ASSIGNED TASK -
Print the first line of the data below and every one after it, through the line containing "dyninstAPI/src/BPatch_addressSpace.C", exactly as written.

RECORDED DATA -
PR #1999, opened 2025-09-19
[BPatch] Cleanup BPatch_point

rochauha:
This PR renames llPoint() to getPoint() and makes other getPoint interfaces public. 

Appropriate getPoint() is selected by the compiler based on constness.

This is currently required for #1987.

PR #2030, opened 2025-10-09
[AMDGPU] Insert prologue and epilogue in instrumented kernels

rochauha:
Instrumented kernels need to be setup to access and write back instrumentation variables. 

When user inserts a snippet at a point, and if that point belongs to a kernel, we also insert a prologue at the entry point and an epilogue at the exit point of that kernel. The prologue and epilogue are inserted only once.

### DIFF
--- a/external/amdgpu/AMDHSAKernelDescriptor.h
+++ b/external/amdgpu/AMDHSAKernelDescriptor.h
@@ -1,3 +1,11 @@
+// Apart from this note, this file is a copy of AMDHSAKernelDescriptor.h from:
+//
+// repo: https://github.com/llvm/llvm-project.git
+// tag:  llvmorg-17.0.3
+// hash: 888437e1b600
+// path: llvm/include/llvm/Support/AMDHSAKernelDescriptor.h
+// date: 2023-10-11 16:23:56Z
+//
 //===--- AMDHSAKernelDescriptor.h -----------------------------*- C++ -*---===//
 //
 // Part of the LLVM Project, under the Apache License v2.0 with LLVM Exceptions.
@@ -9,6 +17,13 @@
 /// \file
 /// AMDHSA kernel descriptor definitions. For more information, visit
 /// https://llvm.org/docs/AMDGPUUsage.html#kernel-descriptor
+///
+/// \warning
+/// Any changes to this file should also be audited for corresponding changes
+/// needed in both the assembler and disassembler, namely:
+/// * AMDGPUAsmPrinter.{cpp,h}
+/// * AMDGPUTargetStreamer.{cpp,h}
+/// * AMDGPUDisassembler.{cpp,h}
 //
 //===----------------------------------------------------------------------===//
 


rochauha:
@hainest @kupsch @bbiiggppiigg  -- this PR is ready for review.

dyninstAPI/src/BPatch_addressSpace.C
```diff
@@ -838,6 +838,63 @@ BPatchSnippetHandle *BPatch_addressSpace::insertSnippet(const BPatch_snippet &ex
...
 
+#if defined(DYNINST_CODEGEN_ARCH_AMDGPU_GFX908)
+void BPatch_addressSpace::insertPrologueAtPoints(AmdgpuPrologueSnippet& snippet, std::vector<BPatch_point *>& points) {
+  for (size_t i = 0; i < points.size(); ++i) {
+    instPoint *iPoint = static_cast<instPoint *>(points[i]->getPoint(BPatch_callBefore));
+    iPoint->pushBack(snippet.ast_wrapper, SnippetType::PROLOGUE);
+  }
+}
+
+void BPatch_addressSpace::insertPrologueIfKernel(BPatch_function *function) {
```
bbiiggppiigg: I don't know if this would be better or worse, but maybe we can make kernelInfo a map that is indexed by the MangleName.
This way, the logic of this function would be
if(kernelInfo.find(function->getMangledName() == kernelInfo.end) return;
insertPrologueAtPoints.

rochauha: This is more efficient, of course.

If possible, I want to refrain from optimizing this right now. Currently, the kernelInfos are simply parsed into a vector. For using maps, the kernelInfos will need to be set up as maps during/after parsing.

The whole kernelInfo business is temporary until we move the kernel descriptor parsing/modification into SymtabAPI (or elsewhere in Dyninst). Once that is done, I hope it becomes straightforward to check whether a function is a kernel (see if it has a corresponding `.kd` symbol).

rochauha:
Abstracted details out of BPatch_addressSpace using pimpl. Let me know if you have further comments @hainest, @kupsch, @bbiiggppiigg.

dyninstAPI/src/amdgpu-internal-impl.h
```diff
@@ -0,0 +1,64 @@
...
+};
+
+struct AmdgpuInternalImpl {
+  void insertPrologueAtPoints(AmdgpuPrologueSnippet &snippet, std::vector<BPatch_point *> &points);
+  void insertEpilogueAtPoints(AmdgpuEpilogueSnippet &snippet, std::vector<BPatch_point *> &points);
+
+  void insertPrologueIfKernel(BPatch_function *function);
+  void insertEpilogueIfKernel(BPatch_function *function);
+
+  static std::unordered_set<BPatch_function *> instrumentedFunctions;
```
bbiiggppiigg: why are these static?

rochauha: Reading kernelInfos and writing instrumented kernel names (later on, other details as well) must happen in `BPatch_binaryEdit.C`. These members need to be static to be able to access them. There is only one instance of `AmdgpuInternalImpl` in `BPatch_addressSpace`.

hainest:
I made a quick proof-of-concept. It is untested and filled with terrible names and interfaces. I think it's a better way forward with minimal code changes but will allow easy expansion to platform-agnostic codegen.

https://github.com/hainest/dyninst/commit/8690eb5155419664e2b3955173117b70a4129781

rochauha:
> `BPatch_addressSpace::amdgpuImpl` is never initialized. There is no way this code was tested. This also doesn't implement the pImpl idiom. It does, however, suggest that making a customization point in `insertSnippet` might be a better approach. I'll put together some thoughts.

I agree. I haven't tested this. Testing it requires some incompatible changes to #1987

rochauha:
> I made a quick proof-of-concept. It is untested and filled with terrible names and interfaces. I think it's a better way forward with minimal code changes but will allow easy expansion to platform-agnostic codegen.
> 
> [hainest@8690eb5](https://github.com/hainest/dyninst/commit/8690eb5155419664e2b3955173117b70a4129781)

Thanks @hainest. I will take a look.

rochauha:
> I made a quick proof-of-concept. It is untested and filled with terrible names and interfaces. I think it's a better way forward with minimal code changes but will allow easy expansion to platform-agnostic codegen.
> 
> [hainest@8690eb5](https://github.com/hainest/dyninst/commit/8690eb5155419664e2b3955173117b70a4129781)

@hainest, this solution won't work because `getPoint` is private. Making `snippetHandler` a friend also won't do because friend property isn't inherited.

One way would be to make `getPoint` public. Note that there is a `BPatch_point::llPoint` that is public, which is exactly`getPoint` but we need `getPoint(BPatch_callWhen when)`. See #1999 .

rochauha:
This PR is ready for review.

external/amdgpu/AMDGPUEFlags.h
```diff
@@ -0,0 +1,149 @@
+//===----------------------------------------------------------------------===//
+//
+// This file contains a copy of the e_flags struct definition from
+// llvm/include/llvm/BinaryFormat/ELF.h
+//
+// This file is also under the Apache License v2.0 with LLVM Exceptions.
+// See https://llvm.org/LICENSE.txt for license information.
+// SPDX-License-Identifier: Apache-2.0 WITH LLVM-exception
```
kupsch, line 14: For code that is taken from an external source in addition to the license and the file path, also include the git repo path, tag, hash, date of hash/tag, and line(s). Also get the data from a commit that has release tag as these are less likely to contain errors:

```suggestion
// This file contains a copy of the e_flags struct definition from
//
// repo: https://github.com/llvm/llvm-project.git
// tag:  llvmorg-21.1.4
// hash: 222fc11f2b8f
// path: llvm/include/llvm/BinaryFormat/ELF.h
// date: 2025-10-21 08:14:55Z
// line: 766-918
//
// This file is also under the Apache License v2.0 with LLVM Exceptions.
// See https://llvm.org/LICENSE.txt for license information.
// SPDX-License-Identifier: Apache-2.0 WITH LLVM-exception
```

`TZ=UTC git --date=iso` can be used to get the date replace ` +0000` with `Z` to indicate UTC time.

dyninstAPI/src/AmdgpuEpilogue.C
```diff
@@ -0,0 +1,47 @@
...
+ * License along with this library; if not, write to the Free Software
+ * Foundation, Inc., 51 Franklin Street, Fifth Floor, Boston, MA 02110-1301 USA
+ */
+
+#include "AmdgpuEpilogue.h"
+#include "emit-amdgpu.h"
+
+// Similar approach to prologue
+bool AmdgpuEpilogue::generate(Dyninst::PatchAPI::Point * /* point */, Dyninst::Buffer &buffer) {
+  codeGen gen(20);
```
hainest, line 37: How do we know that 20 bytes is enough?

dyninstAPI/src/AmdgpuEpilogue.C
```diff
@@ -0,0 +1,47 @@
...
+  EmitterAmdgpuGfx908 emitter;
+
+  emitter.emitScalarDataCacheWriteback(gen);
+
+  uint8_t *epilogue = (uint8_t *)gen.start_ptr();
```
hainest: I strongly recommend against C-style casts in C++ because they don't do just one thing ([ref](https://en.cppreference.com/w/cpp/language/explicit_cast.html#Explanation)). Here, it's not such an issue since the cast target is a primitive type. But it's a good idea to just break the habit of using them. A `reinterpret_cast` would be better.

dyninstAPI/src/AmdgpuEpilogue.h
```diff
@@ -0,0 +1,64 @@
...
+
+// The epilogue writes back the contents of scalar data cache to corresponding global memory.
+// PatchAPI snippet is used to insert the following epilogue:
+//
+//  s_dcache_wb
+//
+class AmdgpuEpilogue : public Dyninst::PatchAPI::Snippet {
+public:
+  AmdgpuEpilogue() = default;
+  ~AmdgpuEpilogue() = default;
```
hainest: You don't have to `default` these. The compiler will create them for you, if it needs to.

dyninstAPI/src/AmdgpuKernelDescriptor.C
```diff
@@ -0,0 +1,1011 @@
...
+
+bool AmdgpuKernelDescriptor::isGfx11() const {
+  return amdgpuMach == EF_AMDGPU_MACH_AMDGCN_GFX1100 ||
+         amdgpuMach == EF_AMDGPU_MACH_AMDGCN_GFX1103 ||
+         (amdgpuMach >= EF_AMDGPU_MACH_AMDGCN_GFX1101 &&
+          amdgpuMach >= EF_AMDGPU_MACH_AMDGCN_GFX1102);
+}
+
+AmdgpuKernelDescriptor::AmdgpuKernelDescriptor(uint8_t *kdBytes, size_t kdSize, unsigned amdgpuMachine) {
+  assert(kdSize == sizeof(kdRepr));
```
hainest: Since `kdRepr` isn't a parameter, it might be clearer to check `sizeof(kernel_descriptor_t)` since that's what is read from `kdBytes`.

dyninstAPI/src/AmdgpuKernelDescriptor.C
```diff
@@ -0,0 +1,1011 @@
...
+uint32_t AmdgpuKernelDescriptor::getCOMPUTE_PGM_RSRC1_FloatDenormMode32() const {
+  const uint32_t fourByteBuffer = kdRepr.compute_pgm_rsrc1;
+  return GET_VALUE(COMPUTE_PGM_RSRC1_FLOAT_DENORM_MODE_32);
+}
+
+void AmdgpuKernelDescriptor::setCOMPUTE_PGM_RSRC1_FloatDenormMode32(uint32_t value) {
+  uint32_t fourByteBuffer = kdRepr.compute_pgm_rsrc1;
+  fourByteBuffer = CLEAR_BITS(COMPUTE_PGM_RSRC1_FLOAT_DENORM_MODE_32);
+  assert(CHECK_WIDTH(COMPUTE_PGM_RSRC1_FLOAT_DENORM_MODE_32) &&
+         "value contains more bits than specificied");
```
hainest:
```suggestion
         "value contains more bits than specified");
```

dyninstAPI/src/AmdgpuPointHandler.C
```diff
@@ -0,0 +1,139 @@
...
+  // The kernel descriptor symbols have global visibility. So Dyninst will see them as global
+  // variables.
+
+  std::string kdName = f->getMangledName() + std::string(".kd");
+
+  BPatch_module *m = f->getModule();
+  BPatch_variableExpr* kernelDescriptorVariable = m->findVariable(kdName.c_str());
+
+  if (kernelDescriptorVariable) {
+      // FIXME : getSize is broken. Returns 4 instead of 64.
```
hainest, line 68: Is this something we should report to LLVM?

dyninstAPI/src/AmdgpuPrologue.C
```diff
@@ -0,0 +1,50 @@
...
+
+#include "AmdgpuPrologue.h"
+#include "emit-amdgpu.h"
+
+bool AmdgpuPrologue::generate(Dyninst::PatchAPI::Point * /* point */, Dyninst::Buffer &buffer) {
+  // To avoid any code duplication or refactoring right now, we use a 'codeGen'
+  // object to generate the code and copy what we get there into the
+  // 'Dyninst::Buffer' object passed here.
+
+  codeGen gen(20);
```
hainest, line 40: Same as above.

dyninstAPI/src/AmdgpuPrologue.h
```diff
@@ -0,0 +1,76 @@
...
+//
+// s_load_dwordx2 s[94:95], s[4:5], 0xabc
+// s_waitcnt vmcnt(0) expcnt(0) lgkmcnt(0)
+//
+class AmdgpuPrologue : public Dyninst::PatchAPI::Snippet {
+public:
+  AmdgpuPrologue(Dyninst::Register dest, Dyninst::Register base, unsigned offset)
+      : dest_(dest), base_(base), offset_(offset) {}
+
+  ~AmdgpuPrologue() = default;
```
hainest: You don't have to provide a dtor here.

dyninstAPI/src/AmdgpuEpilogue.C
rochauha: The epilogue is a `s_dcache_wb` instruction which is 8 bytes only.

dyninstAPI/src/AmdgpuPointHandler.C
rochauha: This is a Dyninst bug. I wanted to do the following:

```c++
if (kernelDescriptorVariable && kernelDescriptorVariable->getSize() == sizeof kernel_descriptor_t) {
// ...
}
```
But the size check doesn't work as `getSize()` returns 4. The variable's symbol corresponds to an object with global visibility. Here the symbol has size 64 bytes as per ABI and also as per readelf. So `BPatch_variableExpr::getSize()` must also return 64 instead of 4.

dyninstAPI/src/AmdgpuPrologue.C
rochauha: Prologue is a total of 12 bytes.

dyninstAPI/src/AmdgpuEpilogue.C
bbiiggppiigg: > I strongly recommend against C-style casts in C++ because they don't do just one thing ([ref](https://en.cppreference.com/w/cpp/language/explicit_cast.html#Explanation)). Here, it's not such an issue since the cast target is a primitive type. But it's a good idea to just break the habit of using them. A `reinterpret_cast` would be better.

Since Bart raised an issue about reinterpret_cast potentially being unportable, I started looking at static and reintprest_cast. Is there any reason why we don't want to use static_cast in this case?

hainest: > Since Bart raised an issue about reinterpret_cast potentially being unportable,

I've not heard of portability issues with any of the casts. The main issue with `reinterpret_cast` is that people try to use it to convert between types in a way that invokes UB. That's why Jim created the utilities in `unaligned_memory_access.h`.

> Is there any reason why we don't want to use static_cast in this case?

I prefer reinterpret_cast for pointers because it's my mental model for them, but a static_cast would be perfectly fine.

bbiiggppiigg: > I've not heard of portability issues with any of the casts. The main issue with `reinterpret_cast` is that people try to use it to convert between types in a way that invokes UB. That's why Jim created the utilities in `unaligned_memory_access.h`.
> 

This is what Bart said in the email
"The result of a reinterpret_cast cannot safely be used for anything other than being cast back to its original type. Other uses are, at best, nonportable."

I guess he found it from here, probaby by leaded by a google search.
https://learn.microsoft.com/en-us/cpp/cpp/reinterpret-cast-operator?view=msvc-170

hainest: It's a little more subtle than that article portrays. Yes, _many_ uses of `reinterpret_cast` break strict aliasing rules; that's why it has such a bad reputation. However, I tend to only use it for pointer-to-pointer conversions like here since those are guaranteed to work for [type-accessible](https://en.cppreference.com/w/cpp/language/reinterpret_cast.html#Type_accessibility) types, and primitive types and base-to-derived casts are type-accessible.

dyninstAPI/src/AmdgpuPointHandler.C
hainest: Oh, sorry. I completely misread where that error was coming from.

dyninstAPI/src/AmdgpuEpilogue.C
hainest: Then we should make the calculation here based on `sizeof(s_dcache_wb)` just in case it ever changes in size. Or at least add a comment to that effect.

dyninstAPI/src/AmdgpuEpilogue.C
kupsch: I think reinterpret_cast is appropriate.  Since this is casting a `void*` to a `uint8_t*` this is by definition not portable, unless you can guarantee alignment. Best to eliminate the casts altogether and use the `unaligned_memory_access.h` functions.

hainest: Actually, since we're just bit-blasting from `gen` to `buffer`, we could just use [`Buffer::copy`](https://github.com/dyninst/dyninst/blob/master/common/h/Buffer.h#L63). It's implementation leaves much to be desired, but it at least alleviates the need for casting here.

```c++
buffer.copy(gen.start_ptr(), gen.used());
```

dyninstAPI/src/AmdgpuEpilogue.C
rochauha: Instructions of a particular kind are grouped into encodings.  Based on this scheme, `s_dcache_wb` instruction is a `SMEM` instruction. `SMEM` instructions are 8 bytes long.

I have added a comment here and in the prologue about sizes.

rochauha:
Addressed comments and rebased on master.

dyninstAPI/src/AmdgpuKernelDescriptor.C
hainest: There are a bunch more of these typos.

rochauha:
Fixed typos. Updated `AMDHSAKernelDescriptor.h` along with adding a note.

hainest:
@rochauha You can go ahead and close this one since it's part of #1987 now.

ANSWER BOX -
PR #1999, opened 2025-09-19
[BPatch] Cleanup BPatch_point

rochauha:
This PR renames llPoint() to getPoint() and makes other getPoint interfaces public. 

Appropriate getPoint() is selected by the compiler based on constness.

This is currently required for #1987.

PR #2030, opened 2025-10-09
[AMDGPU] Insert prologue and epilogue in instrumented kernels

rochauha:
Instrumented kernels need to be setup to access and write back instrumentation variables. 

When user inserts a snippet at a point, and if that point belongs to a kernel, we also insert a prologue at the entry point and an epilogue at the exit point of that kernel. The prologue and epilogue are inserted only once.

### DIFF
--- a/external/amdgpu/AMDHSAKernelDescriptor.h
+++ b/external/amdgpu/AMDHSAKernelDescriptor.h
@@ -1,3 +1,11 @@
+// Apart from this note, this file is a copy of AMDHSAKernelDescriptor.h from:
+//
+// repo: https://github.com/llvm/llvm-project.git
+// tag:  llvmorg-17.0.3
+// hash: 888437e1b600
+// path: llvm/include/llvm/Support/AMDHSAKernelDescriptor.h
+// date: 2023-10-11 16:23:56Z
+//
 //===--- AMDHSAKernelDescriptor.h -----------------------------*- C++ -*---===//
 //
 // Part of the LLVM Project, under the Apache License v2.0 with LLVM Exceptions.
@@ -9,6 +17,13 @@
 /// \file
 /// AMDHSA kernel descriptor definitions. For more information, visit
 /// https://llvm.org/docs/AMDGPUUsage.html#kernel-descriptor
+///
+/// \warning
+/// Any changes to this file should also be audited for corresponding changes
+/// needed in both the assembler and disassembler, namely:
+/// * AMDGPUAsmPrinter.{cpp,h}
+/// * AMDGPUTargetStreamer.{cpp,h}
+/// * AMDGPUDisassembler.{cpp,h}
 //
 //===----------------------------------------------------------------------===//
 


rochauha:
@hainest @kupsch @bbiiggppiigg  -- this PR is ready for review.

dyninstAPI/src/BPatch_addressSpace.C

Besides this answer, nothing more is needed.